[Information — start]

PR #330, opened 2021-05-04
Refactor appcatalog data service to return runtime objects

rossf7:

Same as https://github.com/giantswarm/kubectl-gs/pull/327 but for the appcatalog data service.

As well as getting the appcatalog CR it also supports getting the appcatalogentry CRs for a catalog. This is so `kubectl gs get appcatalog <catalog>` can also show the apps in the catalog.


pkg/data/domain/appcatalog/spec.go
```diff
@@ -4,16 +4,70 @@ import (
...
+
+// Collection wraps a list of appcatalogs.
+type Collection struct {
+	Items []AppCatalog
+}
+
 // GetOptions are the parameters that the Get method takes.
 type GetOptions struct {
-	Name string
+	LabelSelector string
```
axbarsan, line 25: What do you think about using the `labels.Selector` type? This way we require the command (or the caller) to parse and validate the input, in the same way we do with command line flags.

axbarsan (approved):
LGTM

pkg/data/domain/appcatalog/spec.go
rossf7: Thanks @axbarsan I like that so the input can be validated. Done.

[Information — finish]

### Problem details
The records above are to be given again in full, exactly as written.

### Result
PR #330, opened 2021-05-04
Refactor appcatalog data service to return runtime objects

rossf7:

Same as https://github.com/giantswarm/kubectl-gs/pull/327 but for the appcatalog data service.

As well as getting the appcatalog CR it also supports getting the appcatalogentry CRs for a catalog. This is so `kubectl gs get appcatalog <catalog>` can also show the apps in the catalog.


pkg/data/domain/appcatalog/spec.go
```diff
@@ -4,16 +4,70 @@ import (
...
+
+// Collection wraps a list of appcatalogs.
+type Collection struct {
+	Items []AppCatalog
+}
+
 // GetOptions are the parameters that the Get method takes.
 type GetOptions struct {
-	Name string
+	LabelSelector string
```
axbarsan, line 25: What do you think about using the `labels.Selector` type? This way we require the command (or the caller) to parse and validate the input, in the same way we do with command line flags.

axbarsan (approved):
LGTM

pkg/data/domain/appcatalog/spec.go
rossf7: Thanks @axbarsan I like that so the input can be validated. Done.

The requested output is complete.